そもそも、プログラミング言語は、0と1のみで表されるコンピューターへの命令を人間にわかりやすい方法で書けるようにしようとして発展してきたものです。今は高度に抽象化され、さらに様々な記法やパラダイムで多種多様な形態を持っていますが、最終的に動作するコンピューターの仕組みは原則として同じです。そして、モダンなプログラミング言語はそのコンピューターの仕組みを知らなくてもできるだけ簡単に書けるように敷居を下げた一方で、やはりハイレベルなプログラミングにはどうしてもそういった知識は付いて回ります。
おそらくプログラミング言語に関してもそれは同じで、一般的な書き方、一般に可読性が良く保守性が高いと言われる記法はありますが、それより一歩進んでコンパイラーがどのように構文を解析し理解するかを頭に置いてプログラムを書くのはとても大事なことだと言えるでしょう。

私は、たまたまC言語を始めるにあたって巡り合った入門書に比較的そういった記述が多く、このような考え方を非常に強く植えつけられながらC言語を理解していきました。そのため、if以下の文などに中括弧を付けるかどうかの議論で「省略したほうがスマート」とか「省略したら可読性が下がる」みたいな意見を見るたびに「そもそも省略じゃないよねそれ」という気持ちになってしまいます。


私は、ifの下を必ず複合文にするかと言うと、そうではありません。むしろ、1つしか式を書かない場合は積極的に式文を使います。
「if文の中身を複数文にしたくなった時に中括弧を付け忘れたらバグになるじゃないか」という意見をたまに見ますが、私はそう思いません。インデントはIDEがちゃんと整理してくれますから、インデントだけ付けて中括弧を付け忘れる状態に気づかないということもまず無いですし、そもそも変更箇所の前後の中括弧が目に留まらないということもまずありません。むしろ、中括弧で1行を使ってしまうとプログラムの縦方向の密度が無駄に下がり、可読性が下がると考えています。
ただし、ifの直下にwhile文だけが入る場合など、一文でも複数行にまたがる場合は基本的に中括弧を入れています。すなわち、ほぼほぼ行数で決めているといったところでしょうか。

一方で「if(式)」とその「中身の文」の間に改行を入れない記法はまずしません。
if(input < 0)  return ERROR;

このような記法は、まあこれくらいなら良いのかもしれませんが、条件式が少しでも長くなると可読性が一気に下がるので私は好みません。たとえ空文でも次の行を1行使います。

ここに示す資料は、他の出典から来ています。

PR #2041, opened 2019-03-19
WIP Issue 1949 filter library

tangrammer:

## Thoughts to share & to agree:
we need to ensure that the user has rights to *operate* in/with a dataset and the user has rights to *view* data with dataset

### 1. where should we place dataset authentication logic?
Datasets are spread out different entities like aggregations, transformations, visualizations, collections or dashboards. 
At first glance, it seems that we should place dataset authentication logic on the endpoints in a declarative way (using `edn` and middleware). But due to the interrelations between dataset entities and the rest of the other domain entities, makes very difficult to ensure that some response carries dataset with no privileges for the current user. As a possible solution in the view, we could define some kind of entity-response-protocol that always is called in the response (and maybe the same solution could be applied to the request  🤔 )
- Putting the logic in the endpoint layer leaves to the developer the duty to take care of using lib.dataset ns without enough rights from other endpoints or layers ... (e.g: endpoint.public=> lib.public => lib.dataset)
- there is some ambiguity with the authentication behavior with `/share` endpoint, thus the authentication logic, in this case, is ignored, or displaced by a password-based protected view
- 2 different users with different rights could work in the same dataset/vis. The user with more rights could invalidate the other user access data, combining the "allowed" data with "unallowed" data.  

### 2. maybe it is worthing to grab the allowed visualizations together with allowed datasets in the middleware?
to discuss

### 3. views/ops that we need to take into account
- [x] library => dataset/all
- [x] dataset detail
- [x] visualization detail
- [x] aggregation detail
- [x] dashboard
- [ ] collection
- [x] lib.public => dataset/fetch-metadata ... allowing access thus user should have rights at the time they create the share link ... check with Daniel & Jana about this asumption
- [ ] Combined datasets: through transformations

### 4. questions: 
- auth-dataset-opt-middleware ?
- cache dataset permissions having a short expired time ?

### middleware approach using reitit to get routes (... and then matching with desired endpoints)

below routes in `dev` env

```clojure
(map (juxt first (comp #(disj % :middleware) set keys second))
                                        (rc/routes router))
```

```clojure
(["/env" #{:get}]
 ["/healthz" #{:get}]
 ["/metrics" #{:get}]
 ["/api/aggregation/:dataset-id/:visualisation-type" #{:get}]
 ["/api/collections" #{:get :post}]
 ["/api/collections/:id" #{:get :delete :put}]
 ["/api/dashboards" #{:get :post}]
 ["/api/dashboards/:id" #{:get :delete :put}]
 ["/api/datasets" #{:get :post}]
 ["/api/datasets/:id" #{:get :delete :put}]
 ["/api/datasets/:id/meta" #{:get}]
 ["/api/datasets/:id/update" #{:post}]
 ["/api/library" #{:get}]
 ["/api/transformations/:dataset-id/transform" #{:post}]
 ["/api/transformations/:dataset-id/undo" #{:post}]
 ["/api/visualisations" #{:get :post}]
 ["/api/visualisations/maps" #{:post}]
 ["/api/visualisations/rasters" #{:post}]
 ["/api/visualisations/:id" #{:get :delete :put}]
 ["/api/files" #{:post}]
 ["/api/files/:id" #{:patch :head}]
 ["/api/rasters" #{:get :post}]
 ["/api/rasters/:id" #{:get :delete}]
 ["/api/exports" #{:post}]
 ["/api/data-source/job-execution/:id/status/:status" #{:delete}]
 ["/api/job_executions/:id" #{:get}]
 ["/api/multiple-column" #{:get}]
 ["/api/split-column/:dataset-id/pattern-analysis" #{:get}]
 ["/api/resources" #{:get}]
 ["/api/shares" #{:post}]
 ["/api/shares/:id" #{:put}]
 ["/api/tiers" #{:get}]
 ["/api/admin/users" #{:get}]
 ["/api/admin/users/:id" #{:patch :delete}]
 ["/api/admin/invites" #{:get :post}]
 ["/api/admin/invites/:id" #{:delete}]
 ["/verify/:id" #{:get}]
 ["/share/:id" #{:get}]
 ["/local-development/local-server/:file" #{:get}]
 ["/spec/sample/:spec-ns/:spec-id" #{:get}]
 ["/spec/describe/:spec-ns/:spec-id" #{:get}]
 ["/spec/conform/:spec-ns/:spec-id" #{:post}])
```

### DIFF
--- a/backend/src/akvo/lumen/auth.clj
+++ b/backend/src/akvo/lumen/auth.clj
@@ -1,15 +1,15 @@
 (ns akvo.lumen.auth
   (:require [akvo.commons.jwt :as jwt]
-            [cheshire.core :as json]
-            [akvo.lumen.protocols :as p]
             [akvo.lumen.component.flow :as c.flow]
-            [hugsql.core :as hugsql]
-            [clojure.tools.logging :as log]
+            [akvo.lumen.component.keycloak :as keycloak]
+            [akvo.lumen.protocols :as p]
+            [cheshire.core :as json]
             [clj-http.client :as client]
             [clojure.set :as set]
-            [clojure.string :as string]
             [clojure.spec.alpha :as s]
-            [akvo.lumen.component.keycloak :as keycloak]
+            [clojure.string :as string]
+            [clojure.tools.logging :as log]
+            [hugsql.core :as hugsql]
             [integrant.core :as ig]
             [ring.util.response :as response]))
 
@@ -87,7 +87,7 @@
 
 (hugsql/def-db-fns "akvo/lumen/lib/dataset.sql")
 
-(defn wrap-ds-auth
+(defn wrap-auth-datasets
   "Add to the request the auth-datasets allowed to the current authenticated user,
   using flow-api check_permissions"
   [tenant-manager flow-api]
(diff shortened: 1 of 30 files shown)


backend/src/akvo/lumen/auth.clj
```diff
@@ -81,3 +84,65 @@
...
   (s/keys :req-un [::keycloak]))
+
+(hugsql/def-db-fns "akvo/lumen/lib/dataset.sql")
+
+(defn wrap-auth-datasets
+  "Add to the request the auth-datasets allowed to the current authenticated user,
+  using flow-api check_permissions"
+  [tenant-manager flow-api]
+  (fn [handler]
+    (let [auth-calls #{(with-meta ["/api/library"] {:methods #{:get}})
```
dlebrero: I guess this will be moved to the endpoints themselves?

tangrammer: I guess too 👍

tangrammer:
closing this PR thus the work is redesigned, splitted and organised on other several PRs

結局、この辺りは好みだと思います。自分がC言語を習得したときの入門書、もしくはこれまでに使っていたプログラミング言語の風習、自分の感性、そういったものが合わさって「自分はこう書く」みたいな話が出てくるものでしょう。

大事なのは、言語の仕様を理解し、それに即し、また可読性と保守性が良くなるように自分で工夫を重ねることだと思います。そういったところから、技術力の高さをアピールしていきたいですね。